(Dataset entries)
###

PR #840, opened 2026-03-09
Feature/gateway updates

filippomc:
---
Closes [CH-243](https://metacell.atlassian.net/browse/CH-243) - Customizable Ingress entry points. Took over from https://github.com/MetaCell/cloud-harness/pull/838, with some fixes and default for cross compatible configuration (Prefix/Exact) and support for Traefik.

---
Closes [CH-224](https://metacell.atlassian.net/browse/CH-224) - Gatekeeper update. Took over from https://github.com/MetaCell/cloud-harness/pull/839, handles the encryption key on a auto generated secret

---
Closes [CH-248](https://metacell.atlassian.net/browse/CH-248) - external database support. Adds a new parameter 
`harness.external_connect_string` on applications, which points the database route there. Uses a secret to store the connect string.

# How to test this PR

Currently deployed at https://samples.test-ch.dev.metacell.us/

# Sanity checks:

[CH-243]: https://metacell.atlassian.net/browse/CH-243?atlOrigin=eyJpIjoiNWRkNTljNzYxNjVmNDY3MDlhMDU5Y2ZhYzA5YTRkZjUiLCJwIjoiZ2l0aHViLWNvbS1KU1cifQ
[CH-224]: https://metacell.atlassian.net/browse/CH-224?atlOrigin=eyJpIjoiNWRkNTljNzYxNjVmNDY3MDlhMDU5Y2ZhYzA5YTRkZjUiLCJwIjoiZ2l0aHViLWNvbS1KU1cifQ
[CH-248]: https://metacell.atlassian.net/browse/CH-248?atlOrigin=eyJpIjoiNWRkNTljNzYxNjVmNDY3MDlhMDU5Y2ZhYzA5YTRkZjUiLCJwIjoiZ2l0aHViLWNvbS1KU1cifQ


zsinnema (changes requested):
**comment**: @filippomc wdyt of always create the database connect string secret? I mean insterad of the current database connection method we could create the secret when installing the chart when it's not configured in the values.yaml of the microservice. Imho this is cleaner than having 2 different ways of getting the correct database connection in the service

filippomc:
> **comment**: @filippomc wdyt of always create the database connect string secret? I mean insterad of the current database connection method we could create the secret when installing the chart when it's not configured in the values.yaml of the microservice. Imho this is cleaner than having 2 different ways of getting the correct database connection in the service

@zsinnema I like the secrets idea as a chance to get rid of open and configured database passwords and databases, but have to make it backwards compatible. 
I like less delegating the logic of composing the connect string to helm chart templates from Python, I think it adds complexity rather than simplify.

All considered I lean towards leaving as it is for this PR scope.

zsinnema:
> > **comment**: @filippomc wdyt of always create the database connect string secret? I mean insterad of the current database connection method we could create the secret when installing the chart when it's not configured in the values.yaml of the microservice. Imho this is cleaner than having 2 different ways of getting the correct database connection in the service
> 
> @zsinnema I like the secrets idea as a chance to get rid of open and configured database passwords and databases, but have to make it backwards compatible. I like less delegating the logic of composing the connect string to helm chart templates from Python, I think it adds complexity rather than simplify.
> 
> All considered I lean towards leaving as it is for this PR scope.

@filippomc yeah I understand and share your concers.

What about doing this:
* removing the "external_" part of the secret name and configuration (values.yaml) 
* create the secret always for use in new services
* don't touch the current config (for existing services)

wdyt?

filippomc:
> * removing the "external_" part of the secret name and configuration (values.yaml)
> * create the secret always for use in new services
> * don't touch the current config (for existing services)

@zoran-sinnema your suggestion is introducing a new scope to the initial implementation content, which is only about giving a new option to use an external database. Will do the rename within this scope to make it future proof, but let's open another card for the rest. It's additional effort that can be prioritized separately.

zsinnema:
> > * removing the "external_" part of the secret name and configuration (values.yaml)
> > * create the secret always for use in new services
> > * don't touch the current config (for existing services)
> 
> @zoran-sinnema your suggestion is introducing a new scope to the initial implementation content, which is only about giving a new option to use an external database. Will do the rename within this scope to make it future proof, but let's open another card for the rest. It's additional effort that can be prioritized separately.

my only concern that remains for now is that this is a global "system" setting and not a per (micro)service setting.
I would have liked to see that it can be configured per service.

this is the follow up ticket: https://metacell.atlassian.net/browse/CH-249

filippomc:
> my only concern that remains for now is that this is a global "system" setting and not a per (micro)service setting. I would have liked to see that it can be configured per service.

This implementation is per microservice already, but of course could set value-template to be inherited by all microservices.

zsinnema (approved):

###

> _ASSIGNED TASK_
Among the lines above, show every one that contains the string "existing".

> _WRITTEN SOLUTION_
* don't touch the current config (for existing services)
> * don't touch the current config (for existing services)
> > * don't touch the current config (for existing services)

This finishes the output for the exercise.